- Born: 1964 or 1965 (age 61–62)
- Occupations: Chef, football coach
- Criminal status: Incarcerated
- Convictions: Rape (two counts); assault by penetration (three counts), indecent assault (21 counts), possession of indecent images of children (two counts)
- Criminal penalty: Life imprisonment, minimum term seven-and-a-half years (2009)

Details
- Span of crimes: 1984–2007
- Country: United Kingdom
- Date apprehended: 2008

= Kirk Reid =

English criminal

Kirk Reid (born 1964 or 1965) is an English convicted rapist and serial sex offender. In 2009, Reid was convicted of two rapes, 26 sexual assaults and possession of indecent images of children.

== Early life and career ==

Kirk Reid was raised by his mother in Battersea, London, until the age of nine, and then spent time periodically in the care system. Reid has three brothers, some of whom are half-siblings; one of them was a Metropolitan Police constable at the time of Reid's arrest.

Reid made his living as a chef, and at the time of his arrest, he was head chef at Camberwell College. Reid's avocation was football, and he refereed and coached amateur matches in the Wimbledon district league and Battersea Park, sometimes for teams of children and women. Reid's criminal notoriety and work with children prompted the Football Association (FA) to issue the statement that "The FA would like to make it very clear that Kirk Reid was not a qualified FA youth football coach and did not undertake a mandatory FA CRB check."

At the time of his arrest in 2008, Reid lived in Cavendish Road, Balham, with his partner of five years, and owned a second property nearby.

== Criminal history ==

Police believe that Reid may have been responsible for more than 70 sexual assaults over a period of 23 years. Reid's pattern involved driving around South London districts—most frequently Tooting and Balham, close to where he lived—looking for women walking home alone. Waiting for them to be distracted or occupied, he would then attack them from behind. Reid's victims ranged in age from 28 to 61, and at least one woman was visibly pregnant.

At Reid's trial in 2009, a woman testified that Reid had raped her near his own home in Battersea in 1984. The woman was 17 years old, and did not report the rape to police at the time. Reid has not been charged with her rape. Another woman accused Reid of raping her in Balham in 1995. She reported the rape after his arrest in 2008, and Reid admitted having sex with her, but claimed it was consensual. That same year, Reid was accused and acquitted of indecent assault after a woman claimed he attacked her in an alley.

One of Reid's victims was attacked and sexually assaulted by him in September 2001, after she had got off the night bus in Tooting.

In 2002, police discovered links between 26 sexual assaults in the Wandsworth area of London dating back two years, and Reid was detained after a woman complained of being followed by him, but no further action was taken. In both 2004 and 2006, a car matching the description of Reid's red Volkswagen Golf was witnessed in connection with two separate sexual assaults, once via CCTV.

== Arrest ==

In 2008, the serious crime unit of the Metropolitan Police took over the investigation into the series of assaults, and within hours they named Reid as a suspect.
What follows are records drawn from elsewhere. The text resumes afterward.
PR #3048, opened 2024-09-01
solution

Svidruk:


src/herbivoresAndCarnivores.js
```diff
@@ -1,15 +1,49 @@
 'use strict';
 
 class Animal {
-  // write your code here
+  static alive = [];
+
+  constructor(name, health = 100) {
+    this.name = name;
+    this.health = health;
+    this.hidden = false;
```
BudnikOleksii, line 9: Animal class doesn't have this property, only `Herbivore` has
image

src/herbivoresAndCarnivores.js
```diff
@@ -1,15 +1,49 @@
...
+
+    Animal.alive.push(this);
+  }
+
+  die() {
+    const index = Animal.alive.indexOf(this);
+
+    if (index !== -1) {
+      Animal.alive = Animal.alive.filter((animal) => animal !== this);
+    }
```
BudnikOleksii, line 19:
```suggestion
    Animal.alive = Animal.alive.filter((animal) => animal !== this);
```

src/herbivoresAndCarnivores.js
```diff
@@ -1,15 +1,49 @@
 'use strict';
 
 class Animal {
-  // write your code here
+  static alive = [];
+
+  constructor(name, health = 100) {
```
BudnikOleksii, line 6: 100 and 50 are magic values, create constants for them

src/herbivoresAndCarnivores.js
```diff
@@ -1,15 +1,49 @@
...
+  hide() {
+    this.hidden = true;
+  }
 }
 
 class Carnivore extends Animal {
-  // write your code here
+  constructor(name, health = 100) {
+    super(name, health);
+  }
```
BudnikOleksii, line 36: You  can remove `constructor` if you don't add any additional properties

BudnikOleksii (changes requested):
Good work 👍 
Just a few fixes are required

PR #3060, opened 2024-09-04
add task solution

Syogunok:


src/herbivoresAndCarnivores.js
```diff
@@ -1,15 +1,42 @@
...
+    this.health = 100;
+    Animal.alive.push(this);
+  }
+
+  die() {
+    const index = Animal.alive.indexOf(this);
+
+    if (index !== -1) {
+      Animal.alive.splice(index, 1);
+    }
```
etojeDenys, line 15: we can simplify it just using the filter method

etojeDenys (approved):
good job

PR #3068, opened 2024-09-06
solved task

PikalovAndrey:


src/herbivoresAndCarnivores.js
```diff
@@ -1,15 +1,44 @@
 'use strict';
 
 class Animal {
-  // write your code here
+  static alive = [];
+
+  constructor(name, health = 100) {
```
BudnikOleksii, line 6: 100 and 50 are magic values, create constants for them

src/herbivoresAndCarnivores.js
```diff
@@ -1,15 +1,44 @@
...
+  hide() {
+    this.hidden = true;
+  }
 }
 
 class Carnivore extends Animal {
-  // write your code here
+  constructor(name, health = 100) {
+    super(name, health);
+  }
```
BudnikOleksii, line 31:
```suggestion
```
If you don't add any new properties you don't need a constructor

BudnikOleksii (approved):
Good work 👍 
Approved, but check the comments

PR #3074, opened 2024-09-09
add task solution

Dorosh90:


src/herbivoresAndCarnivores.js
```diff
@@ -1,15 +1,40 @@
...
+  }
 }
 
 class Herbivore extends Animal {
-  // write your code here
+  hidden = false;
+
+  constructor(name) {
+    super(name);
+    Animal.alive.push(this);
```
etojeDenys: you can push it only one time in Animal constructor

etojeDenys (changes requested):

etojeDenys (approved):

PR #3079, opened 2024-09-12
Solution

hma-3:


src/herbivoresAndCarnivores.js
```diff
@@ -1,15 +1,34 @@
...
+
+  constructor(name) {
+    this.name = name;
+    Animal.alive.push(this);
+  }
 }
 
 class Herbivore extends Animal {
-  // write your code here
+  hidden = false;
```
igorkruz: The hidden property is well-handled, but consider explicitly setting it in the constructor to avoid confusion about which animals have it
```suggestion
   constructor(name) {
    super(name);
    this.hidden = false;
  }
```

src/herbivoresAndCarnivores.js
```diff
@@ -1,15 +1,34 @@
...
+
+  hide() {
+    this.hidden = true;
+  }
 }
 
 class Carnivore extends Animal {
-  // write your code here
+  bite(herbivore) {
+    if (herbivore instanceof Herbivore && herbivore.hidden === false) {
```
igorkruz: you can move this conditions to a variable
```suggestion
    const isHerbivore = animal instanceof Herbivore;
    if (isHerbivore  && !herbivore.hidden) {
```

src/herbivoresAndCarnivores.js
```diff
@@ -1,15 +1,34 @@
...
+      herbivore.health -= 50;
+
+      if (herbivore.health <= 0) {
+        Animal.alive = Animal.alive.filter((animal) => animal !== herbivore);
+      }
```
igorkruz:
```suggestion
        Animal.alive = Animal.alive.filter((animal) => animal.health !== 0);

```

igorkruz (changes requested):
Great 🔥
Let's improve your solution

src/herbivoresAndCarnivores.js
```diff
@@ -1,15 +1,37 @@
...
+    this.hidden = true;
+  }
 }
 
 class Carnivore extends Animal {
-  // write your code here
+  bite(animalToBite) {
+    const isHerbivore = animalToBite instanceof Herbivore;
+
+    if (isHerbivore && animalToBite.hidden === false) {
```
igorkruz: you can use `!animalToBite.hidden` instead of `animalToBite.hidden === false`

https://developer.mozilla.org/en-US/docs/Web/JavaScript/Reference/Operators/Logical_NOT

```suggestion
    if (isHerbivore && !herbivore.hidden) {
```

igorkruz (changes requested):
GJ 👍 
please refer to the attached link and improve your solution

https://developer.mozilla.org/en-US/docs/Web/JavaScript/Reference/Operators/Logical_NOT

igorkruz (approved):
Good Job 🔥

PR #3082, opened 2024-09-13
Solution

Hradivnyk:


src/herbivoresAndCarnivores.js
```diff
@@ -1,15 +1,42 @@
...
 
 class Animal {
-  // write your code here
+  static alive = [];
+  health = 100;
+
+  constructor(name) {
+    this.name = name;
+    Animal.alive.push(this);
+  }
```
```suggestion
  constructor(name, health = DEFAULT_HEALTH) {
    this.name = name;
    this.health = health;
    
    Animal.alive.push(this);
  }
```
- You should accept health in case it will be different, just by default it should be 100

src/herbivoresAndCarnivores.js
```diff
@@ -1,15 +1,42 @@
...
+
+  hide() {
+    this.hidden = true;
+  }
 }
 
 class Carnivore extends Animal {
-  // write your code here
+  bite(obj) {
```
BudnikOleksii: `obj/arr/object/array/res/result/item/etc` are bad names

BudnikOleksii (changes requested):
Good work 👍

src/herbivoresAndCarnivores.js
```diff
@@ -1,15 +1,45 @@
...
+    Animal.alive.push(this);
+  }
+
+  demage(amout = DEFAULT_DEMAGE) {
+    this.health -= amout;
+
+    if (this.health <= 0) {
+      Animal.alive = Animal.alive.filter((item) => item !== this);
+    }
+  }
```
VolodymyrKirichenko: 1) Move this method to `Carnivore` class, cuz u `Herbivore` should not have access to this method
2) `item !== this`? U need to remove all values ​​that are equal to 0 or less. Change the condition in ur filter
3) After the move, u won't need to create a (damage) method to perform the action)

src/herbivoresAndCarnivores.js
```diff
@@ -1,15 +1,45 @@
...
 }
 
 class Carnivore extends Animal {
-  // write your code here
+  bite(victim) {
+    if (victim instanceof Carnivore || victim.hidden) {
+      return;
+    }
+
+    victim.demage(DEFAULT_DEMAGE);
```
VolodymyrKirichenko: do the action only when 2 conditions are met.
u can shorten ur code
```suggestion
    if (victim instanceof Herbivore && !victim.hidden) {
       victim.demage(DEFAULT_DEMAGE);
    }
```

src/herbivoresAndCarnivores.js
```diff
@@ -1,15 +1,45 @@
...
-  // write your code here
+  static alive = [];
+
+  constructor(name, health = DEFAULT_HEALTH) {
+    this.name = name;
+    this.health = DEFAULT_HEALTH;
+    Animal.alive.push(this);
+  }
+
+  demage(amout = DEFAULT_DEMAGE) {
```
VolodymyrKirichenko: syntax error
```suggestion
  damage(amount = DEFAULT_DEMAGE) {
```

VolodymyrKirichenko (changes requested):
Nice work 👍 
but let's improve ur code

BudnikOleksii (approved):
Good job 👍

PR #3083, opened 2024-09-13
add task solution

D-Ptashevskyi:


src/herbivoresAndCarnivores.js
```diff
@@ -1,15 +1,36 @@
...
 class Animal {
-  // write your code here
+  static alive = [];
+
+  constructor(name) {
+    this.name = name;
+    this.health = 100;
+    this.hidden = false;
+    Animal.alive.push(this);
+  }
```
```suggestion
  constructor(name, health = DEFAULT_HEALTH) {
    this.name = name;
    this.health = health;
    
    Animal.alive.push(this);
  }
```
- You should accept health in case it will be different, just by default it should be 100
- Only Herbivore has a `hidden` property
image

BudnikOleksii (changes requested):
Good work 👍

BudnikOleksii (approved):

PR #3084, opened 2024-09-13
Solution

KrivorotkoYurii:


src/herbivoresAndCarnivores.js
```diff
@@ -1,15 +1,36 @@
 'use strict';
 
 class Animal {
-  // write your code here
+  static alive = [];
+  constructor(name, health = 100) {
```
VolodymyrKirichenko, line 5: use CONSTANTS instead magic values(in all the cases)

src/herbivoresAndCarnivores.js
```diff
@@ -1,15 +1,36 @@
...
+  }
+
+  hide() {
+    this.hidden = true;
+  }
 }
 
 class Carnivore extends Animal {
-  // write your code here
+  constructor(name, health = 100) {
```
VolodymyrKirichenko, line 24: do u need constructor in this place? why?

src/herbivoresAndCarnivores.js
```diff
@@ -1,15 +1,36 @@
...
+    super(name, health);
+  }
+
+  bite(beast) {
+    if (beast instanceof Herbivore && beast.hidden === false) {
```
VolodymyrKirichenko, line 29: will better
```suggestion
    if (beast instanceof Herbivore && !beast.hidden) {
```

src/herbivoresAndCarnivores.js
```diff
@@ -1,15 +1,36 @@
...
+    this.name = name;
+    this.health = health;
+    Animal.alive.push(this);
+  }
 }
 
 class Herbivore extends Animal {
-  // write your code here
+  hidden = false;
+  constructor(name, health = 100) {
```
VolodymyrKirichenko, line 14: I don't think u need it since u have a constructor in the parent class.
At least - health is not needed

VolodymyrKirichenko (approved):
Good job, but check my comments and fix them 🥹 
Try to pick up the constructors one by one and see the result

PR #1642, opened 2025-12-16
Transparency log filters

IgorBenko:


src/QueryFilter/AuditLog/UserFilter.php
```diff
@@ -0,0 +1,36 @@
...
+    {
+        $qb->setParameter($paramName, $pattern);
+
+        $qb->innerJoin(User::class, 'targetUser', 'WITH', 'a.userId = targetUser.id');
+
+        if ($useWildcard) {
+            $qb->andWhere('targetUser.username LIKE :' . $paramName);
+        } else {
+            $qb->andWhere('targetUser.username = :' . $paramName);
+        }
```
Seldaek: Why not using `attributes->>$.user.username` here to filter? I think it'd be best because the user might not exist anymore in the users table.

PR #1648, opened 2025-12-17
Transparency log: add auditor role

stevenrombauts:
Adds a new auditor role, that can be used to provide a specific user with more context in the transparency log.


tests/Audit/Display/AuditLogDisplayFactoryTest.php
```diff
@@ -343,16 +343,18 @@ public function testBuildPackageUnabandonedWithoutPreviousReplacement(): void
         self::assertSame('maintainer', $display->actor->username);
     }
 
-    #[TestWith([false, 999, '**@**.**'])]
-    #[TestWith([true, 999, 'john@doe.com'])]
-    #[TestWith([false, 999, '**@**.**'])]
-    #[TestWith([false, 123, 'john@doe.com'])]
-    public function testBuildUserVerified(bool $isAdmin, int $authenticatedUserId, string $expectedEmail): void
+    #[TestWith([null, 999, '**@**.**'])]
+    #[TestWith(['ROLE_ADMIN', 999, 'john@doe.com'])]
```
Seldaek: I don't think we need to test this. This tests the security config, not the implementation of AuditLogDisplayFactory

Issue #1673, opened 2026-02-09
Error in dependents page


jawira:
Hello, I found a "400 Bad Request" error in Packagist website.

How to reproduce:

1. Go to the dependents page of any package, for example <https://packagist.org/packages/jawira/plantuml/dependents>.
2. Then click in "downloads" link.
3. The error raises.

Screenshots:

<img width="2049" height="774" alt="Image" src="https://github.com/user-attachments/assets/34a6fab2-960c-431b-ae89-6757c4859a57" />

<img width="1570" height="396" alt="Image" src="https://github.com/user-attachments/assets/c399fbeb-c635-497c-9309-b8f846bcde2e" />

PR #1674, opened 2026-02-09
Fix the package dependent list

stof:
The `$requires` variable name was used for 2 different variables, breaking the value passed to the template.

Fixes https://github.com/composer/packagist/issues/1673


Seldaek:
Oh.. sorry fixed in a3f87e06cfb8b056f3553da6dbcea0d6e20b6d4d as someone else reported it to me before I saw this 🙈

PR #1678, opened 2026-02-17
Avoid crashing other JS of the page if algolia is not configured

eiriksm:
Howdy :cowboy_hat_face: 

I was setting up the project locally, and noticed that if I did not explicitly configure algolia, I would not get all of the JS of the app executed, as it would crash upon importing the search.js file.

This makes (among other things, this is just an example) the toggling of the user tokens not work, if algolia is not configured.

Reid was arrested five days after a DNA test positively linked him to several attacks.

Once in custody, Reid's half-brother Roger, a police constable, visited his cell and asked him directly if he was guilty of the rapes. Reid replied, "I did it", a confession he later retracted.

==Conviction==
In March 2009, Reid was convicted at Kingston upon Thames Crown Court of two rapes and 26 sexual assaults committed in southwest London from 1995–2007, for which he was sentenced to life imprisonment. He was also found guilty of two counts of possessing indecent images of children on his home computer. The judge recommended that Reid serve at least seven-and-a-half years before being considered for release.

In January 2018, more than a year after Reid's recommended non-parole period had elapsed, the Parole Board announced that his case had come up for review "following the standard six-month process for all indeterminate sentence prisoners". In September 2018, Reid's request for release was denied, and the board ruled that he could request release again in 2020.

==Subsequent developments==

Reid's uninterrupted crime spree, like that of another prolific serial rapist, the black cab driver John Worboys, was largely blamed on the failure of the police to successfully investigate sexual assaults, and led to procedural changes in the London Metropolitan Police's handling of rape and sexual assault crimes. John Yates, an assistant police commissioner at the time, stated that "Nothing can adequately excuse the failure to follow up straightforward lines of inquiry that should have seen Reid arrested" in 2004—four years before his actual arrest.

The handling of the police investigation was reviewed by the Independent Police Complaints Commission, which concluded that a "sustained failure" had occurred to "tackle a long-standing pattern of offences". Three senior officers were subject to misconduct hearings for the errors made in the investigations, including not taking Reid's DNA sample when he became a police suspect. Deborah Glass, IPCC Commissioner for London, said "The failure to take a serial sex offender off the streets of London years earlier is a shameful chapter in the history of the Metropolitan Police Service."